- _Exercise prompt_
Return each of the entries below precisely as it appears.

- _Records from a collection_
PR #40, opened 2020-07-16
added markerHover code

miahsanchez:
Had to move code from markerHover due to all the git issues. When you hover over a marker you now see its ranking and it goes away when you scroll out!

### DIFF
--- a/project/frontend/src/components/ResultsMap.js
+++ b/project/frontend/src/components/ResultsMap.js
@@ -10,12 +10,18 @@ const mapStyle = {
 function MapContainer(props) {
   const [activeMarker, setActiveMarker] = useState({});
   const [showInfoWindow, setShowInfoWindow] = useState(false);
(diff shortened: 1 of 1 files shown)


project/frontend/src/components/ResultsMap.js
```diff
@@ -30,12 +39,16 @@ function MapContainer(props) {
       const numOfMarkers = Math.min(restaurants.length, 4);
       for (let i = 0; i < numOfMarkers; i++) {
         const coords = restaurants[i].key.latLngCoords;
+        const numInList = (i + 1).toString();
```
kpancha, line 42: Do we need to cast this to a string?

miahsanchez: I use this value in strings so i'd rather just call toString once as opposed to every time I reference the variable!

- _Output_
PR #40, opened 2020-07-16
added markerHover code

miahsanchez:
Had to move code from markerHover due to all the git issues. When you hover over a marker you now see its ranking and it goes away when you scroll out!

### DIFF
--- a/project/frontend/src/components/ResultsMap.js
+++ b/project/frontend/src/components/ResultsMap.js
@@ -10,12 +10,18 @@ const mapStyle = {
 function MapContainer(props) {
   const [activeMarker, setActiveMarker] = useState({});
   const [showInfoWindow, setShowInfoWindow] = useState(false);
(diff shortened: 1 of 1 files shown)


project/frontend/src/components/ResultsMap.js
```diff
@@ -30,12 +39,16 @@ function MapContainer(props) {
       const numOfMarkers = Math.min(restaurants.length, 4);
       for (let i = 0; i < numOfMarkers; i++) {
         const coords = restaurants[i].key.latLngCoords;
+        const numInList = (i + 1).toString();
```
kpancha, line 42: Do we need to cast this to a string?

miahsanchez: I use this value in strings so i'd rather just call toString once as opposed to every time I reference the variable!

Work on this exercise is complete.